* [Action item]:
In the listing that follows, the range to quote begins at the line that has "Agreed @oanise93 - the" and ends after the line that has "Looks like second"; quote it verbatim and add nothing.

========

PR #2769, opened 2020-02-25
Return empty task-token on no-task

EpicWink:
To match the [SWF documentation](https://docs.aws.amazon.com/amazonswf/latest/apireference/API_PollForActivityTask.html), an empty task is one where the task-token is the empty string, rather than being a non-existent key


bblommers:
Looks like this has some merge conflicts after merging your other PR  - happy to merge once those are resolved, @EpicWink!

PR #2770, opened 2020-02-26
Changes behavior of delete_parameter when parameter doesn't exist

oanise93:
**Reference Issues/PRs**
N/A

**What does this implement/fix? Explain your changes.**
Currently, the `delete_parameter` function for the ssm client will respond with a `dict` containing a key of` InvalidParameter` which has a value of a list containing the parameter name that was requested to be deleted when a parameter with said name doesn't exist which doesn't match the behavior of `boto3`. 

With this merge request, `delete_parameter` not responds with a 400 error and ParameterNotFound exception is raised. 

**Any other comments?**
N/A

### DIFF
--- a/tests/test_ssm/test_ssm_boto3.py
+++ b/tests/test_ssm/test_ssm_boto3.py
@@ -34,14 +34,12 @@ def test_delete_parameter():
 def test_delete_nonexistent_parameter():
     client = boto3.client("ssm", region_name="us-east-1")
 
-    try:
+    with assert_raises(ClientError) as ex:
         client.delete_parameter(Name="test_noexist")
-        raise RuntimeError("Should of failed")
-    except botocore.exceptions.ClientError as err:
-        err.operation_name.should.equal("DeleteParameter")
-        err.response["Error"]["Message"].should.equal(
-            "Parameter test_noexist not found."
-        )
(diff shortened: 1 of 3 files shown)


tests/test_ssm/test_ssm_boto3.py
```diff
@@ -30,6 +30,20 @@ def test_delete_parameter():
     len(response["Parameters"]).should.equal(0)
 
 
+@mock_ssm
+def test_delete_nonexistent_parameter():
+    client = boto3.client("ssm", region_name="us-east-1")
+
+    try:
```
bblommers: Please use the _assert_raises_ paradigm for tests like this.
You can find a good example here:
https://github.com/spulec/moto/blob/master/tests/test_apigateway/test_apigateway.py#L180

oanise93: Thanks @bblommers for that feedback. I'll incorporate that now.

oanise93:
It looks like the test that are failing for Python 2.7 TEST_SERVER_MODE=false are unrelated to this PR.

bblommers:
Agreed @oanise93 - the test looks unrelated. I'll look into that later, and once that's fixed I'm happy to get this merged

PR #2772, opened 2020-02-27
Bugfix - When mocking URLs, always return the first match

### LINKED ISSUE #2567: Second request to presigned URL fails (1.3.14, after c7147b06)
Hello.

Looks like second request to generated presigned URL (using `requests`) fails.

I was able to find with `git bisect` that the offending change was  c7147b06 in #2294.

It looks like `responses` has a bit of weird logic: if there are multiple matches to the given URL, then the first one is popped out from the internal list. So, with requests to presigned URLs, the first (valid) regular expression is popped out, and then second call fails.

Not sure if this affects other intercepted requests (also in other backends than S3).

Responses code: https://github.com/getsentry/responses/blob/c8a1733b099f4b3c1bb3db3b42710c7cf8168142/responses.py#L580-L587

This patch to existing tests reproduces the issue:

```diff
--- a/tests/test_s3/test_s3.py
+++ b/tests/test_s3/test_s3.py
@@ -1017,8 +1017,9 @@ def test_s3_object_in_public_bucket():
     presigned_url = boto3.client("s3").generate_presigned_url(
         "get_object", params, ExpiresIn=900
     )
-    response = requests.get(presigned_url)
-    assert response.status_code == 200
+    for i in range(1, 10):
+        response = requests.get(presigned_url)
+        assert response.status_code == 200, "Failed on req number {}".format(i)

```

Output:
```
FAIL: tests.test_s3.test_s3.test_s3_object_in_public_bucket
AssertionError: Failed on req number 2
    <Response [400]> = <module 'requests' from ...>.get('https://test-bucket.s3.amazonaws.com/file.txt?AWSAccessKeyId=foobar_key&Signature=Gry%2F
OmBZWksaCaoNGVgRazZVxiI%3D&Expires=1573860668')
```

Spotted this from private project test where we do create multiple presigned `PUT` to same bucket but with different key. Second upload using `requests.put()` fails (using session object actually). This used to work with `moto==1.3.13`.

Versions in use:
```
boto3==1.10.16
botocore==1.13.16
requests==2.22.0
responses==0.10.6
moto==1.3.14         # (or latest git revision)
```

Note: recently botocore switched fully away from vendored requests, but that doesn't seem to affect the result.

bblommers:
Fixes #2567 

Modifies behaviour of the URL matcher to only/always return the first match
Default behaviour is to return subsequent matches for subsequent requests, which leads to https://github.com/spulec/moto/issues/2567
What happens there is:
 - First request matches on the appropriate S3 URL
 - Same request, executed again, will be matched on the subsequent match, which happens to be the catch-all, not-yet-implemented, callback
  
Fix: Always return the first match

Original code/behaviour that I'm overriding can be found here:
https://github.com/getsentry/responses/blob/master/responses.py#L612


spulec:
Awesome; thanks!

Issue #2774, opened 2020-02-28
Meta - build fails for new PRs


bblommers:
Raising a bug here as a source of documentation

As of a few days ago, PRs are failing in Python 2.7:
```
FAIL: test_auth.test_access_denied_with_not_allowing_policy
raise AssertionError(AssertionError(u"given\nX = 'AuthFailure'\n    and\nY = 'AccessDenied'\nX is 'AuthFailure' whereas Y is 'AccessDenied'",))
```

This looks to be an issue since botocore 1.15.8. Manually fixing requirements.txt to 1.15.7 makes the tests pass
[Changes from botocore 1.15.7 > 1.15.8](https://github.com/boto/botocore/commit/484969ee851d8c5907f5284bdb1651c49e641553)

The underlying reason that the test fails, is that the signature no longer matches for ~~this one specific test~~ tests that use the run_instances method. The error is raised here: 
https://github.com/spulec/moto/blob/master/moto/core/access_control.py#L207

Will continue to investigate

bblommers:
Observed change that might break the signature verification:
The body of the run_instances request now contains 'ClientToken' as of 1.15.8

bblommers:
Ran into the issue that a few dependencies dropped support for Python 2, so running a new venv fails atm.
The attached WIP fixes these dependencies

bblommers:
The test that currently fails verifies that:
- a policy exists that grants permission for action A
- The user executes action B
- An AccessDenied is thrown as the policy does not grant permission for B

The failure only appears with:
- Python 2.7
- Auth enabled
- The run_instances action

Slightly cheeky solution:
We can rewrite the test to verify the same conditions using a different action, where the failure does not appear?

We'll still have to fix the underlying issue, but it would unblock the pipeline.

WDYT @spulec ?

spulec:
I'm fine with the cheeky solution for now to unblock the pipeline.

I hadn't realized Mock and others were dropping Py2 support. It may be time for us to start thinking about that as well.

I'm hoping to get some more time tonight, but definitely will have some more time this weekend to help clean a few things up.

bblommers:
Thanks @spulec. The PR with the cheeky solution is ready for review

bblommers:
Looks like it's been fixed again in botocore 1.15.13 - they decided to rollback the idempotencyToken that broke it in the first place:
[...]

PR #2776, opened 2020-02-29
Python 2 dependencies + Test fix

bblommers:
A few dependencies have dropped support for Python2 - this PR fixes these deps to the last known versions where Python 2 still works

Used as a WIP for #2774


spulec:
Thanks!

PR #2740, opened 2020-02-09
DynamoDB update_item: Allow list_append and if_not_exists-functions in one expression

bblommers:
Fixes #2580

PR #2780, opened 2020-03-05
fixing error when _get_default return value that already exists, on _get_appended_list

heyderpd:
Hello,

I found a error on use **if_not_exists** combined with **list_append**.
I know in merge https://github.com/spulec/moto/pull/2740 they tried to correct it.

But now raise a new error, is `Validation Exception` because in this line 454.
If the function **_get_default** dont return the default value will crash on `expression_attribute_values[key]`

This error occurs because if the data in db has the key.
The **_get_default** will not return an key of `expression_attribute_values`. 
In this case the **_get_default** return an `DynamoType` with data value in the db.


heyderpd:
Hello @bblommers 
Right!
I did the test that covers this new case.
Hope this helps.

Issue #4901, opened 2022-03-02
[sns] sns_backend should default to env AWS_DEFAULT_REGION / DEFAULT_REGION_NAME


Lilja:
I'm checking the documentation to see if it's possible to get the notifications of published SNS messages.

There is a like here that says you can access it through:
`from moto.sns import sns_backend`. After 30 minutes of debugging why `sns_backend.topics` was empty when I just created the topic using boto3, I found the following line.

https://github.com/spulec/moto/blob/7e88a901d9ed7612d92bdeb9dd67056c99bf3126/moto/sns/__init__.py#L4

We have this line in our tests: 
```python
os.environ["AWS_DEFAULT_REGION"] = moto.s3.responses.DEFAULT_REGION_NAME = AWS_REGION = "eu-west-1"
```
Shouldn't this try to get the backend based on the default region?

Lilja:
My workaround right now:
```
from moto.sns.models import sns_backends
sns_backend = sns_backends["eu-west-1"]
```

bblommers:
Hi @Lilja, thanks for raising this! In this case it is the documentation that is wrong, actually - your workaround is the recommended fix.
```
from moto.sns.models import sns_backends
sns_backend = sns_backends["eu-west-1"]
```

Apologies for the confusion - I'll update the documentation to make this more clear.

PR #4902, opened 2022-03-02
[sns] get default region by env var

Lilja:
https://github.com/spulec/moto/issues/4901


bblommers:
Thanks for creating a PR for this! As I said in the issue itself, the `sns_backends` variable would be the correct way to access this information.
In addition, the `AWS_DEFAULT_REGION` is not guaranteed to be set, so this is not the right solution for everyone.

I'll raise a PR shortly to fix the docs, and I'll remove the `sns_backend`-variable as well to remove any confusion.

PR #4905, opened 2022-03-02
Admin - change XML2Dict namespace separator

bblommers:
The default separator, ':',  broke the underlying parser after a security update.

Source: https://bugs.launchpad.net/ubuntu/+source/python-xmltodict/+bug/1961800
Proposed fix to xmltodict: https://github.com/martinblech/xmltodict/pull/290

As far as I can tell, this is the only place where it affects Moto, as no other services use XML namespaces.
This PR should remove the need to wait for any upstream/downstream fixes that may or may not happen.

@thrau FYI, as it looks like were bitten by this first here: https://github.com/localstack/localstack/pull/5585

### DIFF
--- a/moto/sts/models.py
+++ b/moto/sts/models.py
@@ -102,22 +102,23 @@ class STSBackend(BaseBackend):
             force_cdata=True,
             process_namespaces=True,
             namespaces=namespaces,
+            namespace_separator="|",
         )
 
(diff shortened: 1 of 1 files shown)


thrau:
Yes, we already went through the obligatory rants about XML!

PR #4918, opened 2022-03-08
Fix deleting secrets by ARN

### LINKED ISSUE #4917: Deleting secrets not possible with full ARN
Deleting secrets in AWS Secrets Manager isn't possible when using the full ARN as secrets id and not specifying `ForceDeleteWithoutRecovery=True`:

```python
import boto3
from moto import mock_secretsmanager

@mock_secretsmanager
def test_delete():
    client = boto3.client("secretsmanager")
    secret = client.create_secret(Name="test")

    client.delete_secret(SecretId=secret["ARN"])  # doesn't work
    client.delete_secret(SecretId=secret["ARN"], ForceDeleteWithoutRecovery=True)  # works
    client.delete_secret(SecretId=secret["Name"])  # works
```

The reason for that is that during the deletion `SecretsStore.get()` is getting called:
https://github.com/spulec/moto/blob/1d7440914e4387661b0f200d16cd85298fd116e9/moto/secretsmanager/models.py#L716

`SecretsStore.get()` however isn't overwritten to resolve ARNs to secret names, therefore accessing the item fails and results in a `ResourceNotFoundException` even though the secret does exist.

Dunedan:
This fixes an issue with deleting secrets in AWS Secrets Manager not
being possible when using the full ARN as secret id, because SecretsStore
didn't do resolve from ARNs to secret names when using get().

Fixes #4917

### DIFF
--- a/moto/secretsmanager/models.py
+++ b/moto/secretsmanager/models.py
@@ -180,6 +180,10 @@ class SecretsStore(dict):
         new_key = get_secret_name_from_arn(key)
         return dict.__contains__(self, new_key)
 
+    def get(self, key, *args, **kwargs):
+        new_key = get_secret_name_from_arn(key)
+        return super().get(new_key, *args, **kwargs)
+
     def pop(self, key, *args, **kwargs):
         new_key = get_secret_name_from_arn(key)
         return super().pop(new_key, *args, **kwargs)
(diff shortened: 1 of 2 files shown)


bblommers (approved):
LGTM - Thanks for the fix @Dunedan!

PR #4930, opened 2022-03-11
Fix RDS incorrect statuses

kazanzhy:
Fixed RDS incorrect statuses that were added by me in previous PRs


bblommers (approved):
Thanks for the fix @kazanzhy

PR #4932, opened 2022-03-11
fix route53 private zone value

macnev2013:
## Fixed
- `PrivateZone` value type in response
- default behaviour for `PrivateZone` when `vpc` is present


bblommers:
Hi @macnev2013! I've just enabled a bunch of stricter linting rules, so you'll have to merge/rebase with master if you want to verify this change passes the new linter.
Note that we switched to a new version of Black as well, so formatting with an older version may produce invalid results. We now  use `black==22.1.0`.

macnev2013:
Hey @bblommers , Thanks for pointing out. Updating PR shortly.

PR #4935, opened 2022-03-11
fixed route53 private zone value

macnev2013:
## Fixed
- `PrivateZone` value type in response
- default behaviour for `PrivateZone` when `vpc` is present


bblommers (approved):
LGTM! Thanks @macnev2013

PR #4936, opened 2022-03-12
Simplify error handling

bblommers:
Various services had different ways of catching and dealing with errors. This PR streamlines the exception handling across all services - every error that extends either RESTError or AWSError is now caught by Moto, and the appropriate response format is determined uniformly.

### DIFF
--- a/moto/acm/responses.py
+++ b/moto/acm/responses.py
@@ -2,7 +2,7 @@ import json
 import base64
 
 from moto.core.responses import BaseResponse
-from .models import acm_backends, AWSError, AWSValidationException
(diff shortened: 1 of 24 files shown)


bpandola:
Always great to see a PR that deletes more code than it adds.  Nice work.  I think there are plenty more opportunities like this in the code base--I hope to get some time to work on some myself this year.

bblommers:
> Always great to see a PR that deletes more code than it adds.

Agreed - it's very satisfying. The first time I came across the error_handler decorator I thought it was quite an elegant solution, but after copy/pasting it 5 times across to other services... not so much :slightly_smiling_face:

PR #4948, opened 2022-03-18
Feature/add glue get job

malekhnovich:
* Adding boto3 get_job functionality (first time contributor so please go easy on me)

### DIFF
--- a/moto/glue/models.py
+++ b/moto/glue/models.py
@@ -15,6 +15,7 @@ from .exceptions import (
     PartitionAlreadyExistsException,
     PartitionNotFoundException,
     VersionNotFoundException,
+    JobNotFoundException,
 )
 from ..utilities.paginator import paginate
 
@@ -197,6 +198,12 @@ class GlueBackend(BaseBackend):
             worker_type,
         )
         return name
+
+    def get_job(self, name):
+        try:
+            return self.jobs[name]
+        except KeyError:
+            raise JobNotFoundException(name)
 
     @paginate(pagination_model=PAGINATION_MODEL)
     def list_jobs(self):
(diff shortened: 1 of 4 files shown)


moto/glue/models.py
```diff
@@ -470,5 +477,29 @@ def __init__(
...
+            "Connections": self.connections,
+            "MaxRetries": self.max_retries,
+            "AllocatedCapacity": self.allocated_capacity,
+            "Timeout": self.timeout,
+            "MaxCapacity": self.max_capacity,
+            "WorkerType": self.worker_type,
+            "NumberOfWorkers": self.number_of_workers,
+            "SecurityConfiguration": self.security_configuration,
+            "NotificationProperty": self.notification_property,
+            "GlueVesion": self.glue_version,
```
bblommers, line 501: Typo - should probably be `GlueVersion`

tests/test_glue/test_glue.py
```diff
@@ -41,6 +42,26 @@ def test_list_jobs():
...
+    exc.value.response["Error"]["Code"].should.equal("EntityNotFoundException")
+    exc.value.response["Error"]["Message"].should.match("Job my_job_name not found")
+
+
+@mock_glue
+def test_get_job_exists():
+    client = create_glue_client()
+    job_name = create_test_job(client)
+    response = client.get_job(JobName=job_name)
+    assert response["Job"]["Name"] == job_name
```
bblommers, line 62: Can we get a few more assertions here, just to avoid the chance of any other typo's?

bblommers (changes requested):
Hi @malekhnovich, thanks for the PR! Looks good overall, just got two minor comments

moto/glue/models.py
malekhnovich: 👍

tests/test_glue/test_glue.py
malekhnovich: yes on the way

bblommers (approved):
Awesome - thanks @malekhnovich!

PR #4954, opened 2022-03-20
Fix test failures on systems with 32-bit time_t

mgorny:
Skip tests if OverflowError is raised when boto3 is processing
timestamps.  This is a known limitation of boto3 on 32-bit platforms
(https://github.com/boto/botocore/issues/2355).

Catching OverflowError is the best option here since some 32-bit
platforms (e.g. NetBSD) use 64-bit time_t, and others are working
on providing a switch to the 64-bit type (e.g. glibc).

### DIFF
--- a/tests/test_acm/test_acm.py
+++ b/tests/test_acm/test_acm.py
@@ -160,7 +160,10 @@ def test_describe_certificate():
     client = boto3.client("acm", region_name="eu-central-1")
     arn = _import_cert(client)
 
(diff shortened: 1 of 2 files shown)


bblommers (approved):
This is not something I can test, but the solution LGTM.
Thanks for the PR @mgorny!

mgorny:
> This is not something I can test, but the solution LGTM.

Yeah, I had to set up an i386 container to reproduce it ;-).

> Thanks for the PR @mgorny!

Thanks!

========

* [Answer to this exercise]:
Agreed @oanise93 - the test looks unrelated. I'll look into that later, and once that's fixed I'm happy to get this merged

PR #2772, opened 2020-02-27
Bugfix - When mocking URLs, always return the first match

### LINKED ISSUE #2567: Second request to presigned URL fails (1.3.14, after c7147b06)
Hello.

Looks like second request to generated presigned URL (using `requests`) fails.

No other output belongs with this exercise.